YOUR OBJECTIVE:
Transcribe word for word the lines below from the line with "- The SDK's" through the line with "## Proposed shape", ends included.

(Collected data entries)
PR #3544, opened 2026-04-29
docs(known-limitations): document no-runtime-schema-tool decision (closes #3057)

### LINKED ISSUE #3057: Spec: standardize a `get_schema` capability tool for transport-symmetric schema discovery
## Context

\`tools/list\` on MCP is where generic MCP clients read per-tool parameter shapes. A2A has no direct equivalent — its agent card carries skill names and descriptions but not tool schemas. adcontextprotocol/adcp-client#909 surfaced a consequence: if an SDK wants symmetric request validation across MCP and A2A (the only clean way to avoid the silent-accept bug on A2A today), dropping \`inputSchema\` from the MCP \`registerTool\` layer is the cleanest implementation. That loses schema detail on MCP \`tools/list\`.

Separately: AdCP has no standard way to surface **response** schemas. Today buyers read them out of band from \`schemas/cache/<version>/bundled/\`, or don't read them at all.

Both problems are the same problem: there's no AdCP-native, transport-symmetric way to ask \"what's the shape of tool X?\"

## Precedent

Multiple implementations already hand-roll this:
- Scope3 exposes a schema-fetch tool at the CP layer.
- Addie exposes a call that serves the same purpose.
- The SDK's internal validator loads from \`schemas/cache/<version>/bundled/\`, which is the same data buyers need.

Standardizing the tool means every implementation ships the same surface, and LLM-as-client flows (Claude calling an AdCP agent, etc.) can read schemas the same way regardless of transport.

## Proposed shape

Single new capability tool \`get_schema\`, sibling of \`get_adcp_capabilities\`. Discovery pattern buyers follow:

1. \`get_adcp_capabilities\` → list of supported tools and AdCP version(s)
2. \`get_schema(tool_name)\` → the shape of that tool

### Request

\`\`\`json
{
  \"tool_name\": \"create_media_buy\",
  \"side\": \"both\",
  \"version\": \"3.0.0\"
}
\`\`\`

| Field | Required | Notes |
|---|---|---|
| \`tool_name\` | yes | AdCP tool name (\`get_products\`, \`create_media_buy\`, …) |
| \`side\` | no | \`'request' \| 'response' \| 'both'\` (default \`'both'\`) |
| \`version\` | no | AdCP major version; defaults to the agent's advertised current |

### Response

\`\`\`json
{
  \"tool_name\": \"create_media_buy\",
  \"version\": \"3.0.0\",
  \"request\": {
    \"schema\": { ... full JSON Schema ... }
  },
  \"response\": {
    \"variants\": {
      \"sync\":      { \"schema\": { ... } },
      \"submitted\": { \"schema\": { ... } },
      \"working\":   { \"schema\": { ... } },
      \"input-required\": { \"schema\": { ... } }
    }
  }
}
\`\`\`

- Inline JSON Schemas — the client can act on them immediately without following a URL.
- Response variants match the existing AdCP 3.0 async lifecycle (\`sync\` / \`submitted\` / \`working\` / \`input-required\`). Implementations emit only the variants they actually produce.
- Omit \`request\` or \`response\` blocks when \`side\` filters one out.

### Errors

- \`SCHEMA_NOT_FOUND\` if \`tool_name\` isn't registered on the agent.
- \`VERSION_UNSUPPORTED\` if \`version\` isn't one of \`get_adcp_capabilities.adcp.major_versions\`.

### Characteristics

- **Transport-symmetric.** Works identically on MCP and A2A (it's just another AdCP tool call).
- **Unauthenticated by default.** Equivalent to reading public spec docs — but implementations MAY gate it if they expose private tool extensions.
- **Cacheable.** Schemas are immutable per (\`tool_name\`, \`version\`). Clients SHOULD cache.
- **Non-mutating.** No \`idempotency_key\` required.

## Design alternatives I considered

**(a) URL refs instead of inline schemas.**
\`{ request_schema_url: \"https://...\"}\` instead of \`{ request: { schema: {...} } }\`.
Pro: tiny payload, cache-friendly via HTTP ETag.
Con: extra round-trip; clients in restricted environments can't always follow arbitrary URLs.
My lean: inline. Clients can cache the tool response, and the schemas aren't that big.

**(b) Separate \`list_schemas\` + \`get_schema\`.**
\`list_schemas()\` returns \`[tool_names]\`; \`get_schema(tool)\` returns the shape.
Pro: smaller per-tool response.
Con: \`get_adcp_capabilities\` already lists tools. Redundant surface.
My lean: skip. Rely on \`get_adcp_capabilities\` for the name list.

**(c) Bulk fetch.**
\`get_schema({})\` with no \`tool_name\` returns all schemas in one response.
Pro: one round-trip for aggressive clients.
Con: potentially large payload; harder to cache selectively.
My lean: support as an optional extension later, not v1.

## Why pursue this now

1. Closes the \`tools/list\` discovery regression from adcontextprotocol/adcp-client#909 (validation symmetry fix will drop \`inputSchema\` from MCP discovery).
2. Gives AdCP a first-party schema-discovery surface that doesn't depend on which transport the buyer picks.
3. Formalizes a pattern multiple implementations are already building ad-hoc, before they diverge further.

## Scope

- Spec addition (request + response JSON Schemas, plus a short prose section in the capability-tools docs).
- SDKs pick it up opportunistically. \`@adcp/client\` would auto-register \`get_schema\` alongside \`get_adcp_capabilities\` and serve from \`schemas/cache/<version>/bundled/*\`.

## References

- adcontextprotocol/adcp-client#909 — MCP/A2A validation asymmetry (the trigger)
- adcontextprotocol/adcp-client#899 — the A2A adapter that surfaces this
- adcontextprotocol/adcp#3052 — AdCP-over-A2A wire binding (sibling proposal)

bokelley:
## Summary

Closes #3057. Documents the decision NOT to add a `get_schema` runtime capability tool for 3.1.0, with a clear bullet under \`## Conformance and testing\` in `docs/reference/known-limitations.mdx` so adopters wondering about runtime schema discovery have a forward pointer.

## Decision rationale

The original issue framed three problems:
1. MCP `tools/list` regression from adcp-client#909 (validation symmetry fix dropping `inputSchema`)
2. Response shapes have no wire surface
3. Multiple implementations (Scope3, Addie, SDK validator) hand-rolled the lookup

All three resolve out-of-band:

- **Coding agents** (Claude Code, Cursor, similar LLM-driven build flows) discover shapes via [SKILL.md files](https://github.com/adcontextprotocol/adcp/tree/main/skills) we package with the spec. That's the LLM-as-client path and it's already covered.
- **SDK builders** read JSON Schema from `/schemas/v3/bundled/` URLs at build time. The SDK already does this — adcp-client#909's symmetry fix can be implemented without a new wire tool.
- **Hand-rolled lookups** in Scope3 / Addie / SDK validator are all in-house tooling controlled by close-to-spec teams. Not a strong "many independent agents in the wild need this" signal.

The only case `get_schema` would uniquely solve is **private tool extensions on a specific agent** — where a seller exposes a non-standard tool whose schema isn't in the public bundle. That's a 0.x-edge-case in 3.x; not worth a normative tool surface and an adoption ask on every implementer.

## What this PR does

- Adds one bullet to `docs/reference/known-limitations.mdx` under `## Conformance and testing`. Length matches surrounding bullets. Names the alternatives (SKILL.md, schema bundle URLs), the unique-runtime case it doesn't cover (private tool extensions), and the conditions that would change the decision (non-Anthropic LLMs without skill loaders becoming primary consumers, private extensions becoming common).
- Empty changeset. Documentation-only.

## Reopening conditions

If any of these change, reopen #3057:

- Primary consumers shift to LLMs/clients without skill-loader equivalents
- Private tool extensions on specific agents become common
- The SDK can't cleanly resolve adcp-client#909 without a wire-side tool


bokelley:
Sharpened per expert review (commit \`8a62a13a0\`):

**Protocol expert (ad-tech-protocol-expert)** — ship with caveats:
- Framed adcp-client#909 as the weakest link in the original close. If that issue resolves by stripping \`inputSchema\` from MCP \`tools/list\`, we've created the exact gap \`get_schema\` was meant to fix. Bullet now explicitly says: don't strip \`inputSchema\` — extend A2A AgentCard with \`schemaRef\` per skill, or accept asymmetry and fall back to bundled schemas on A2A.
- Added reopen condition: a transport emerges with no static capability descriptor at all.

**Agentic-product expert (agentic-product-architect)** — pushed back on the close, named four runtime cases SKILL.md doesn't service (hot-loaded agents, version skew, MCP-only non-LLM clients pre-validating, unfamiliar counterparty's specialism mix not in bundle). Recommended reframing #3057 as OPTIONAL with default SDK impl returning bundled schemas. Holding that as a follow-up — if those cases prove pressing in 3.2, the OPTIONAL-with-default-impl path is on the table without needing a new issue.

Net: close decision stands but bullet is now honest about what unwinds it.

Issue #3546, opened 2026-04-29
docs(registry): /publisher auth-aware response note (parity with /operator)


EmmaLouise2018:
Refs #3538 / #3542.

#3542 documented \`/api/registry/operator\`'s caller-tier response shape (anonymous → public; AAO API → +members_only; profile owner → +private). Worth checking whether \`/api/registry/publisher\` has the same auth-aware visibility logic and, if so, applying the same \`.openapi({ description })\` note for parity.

SOLUTION TO THIS TASK:
- The SDK's internal validator loads from \`schemas/cache/<version>/bundled/\`, which is the same data buyers need.

Standardizing the tool means every implementation ships the same surface, and LLM-as-client flows (Claude calling an AdCP agent, etc.) can read schemas the same way regardless of transport.

## Proposed shape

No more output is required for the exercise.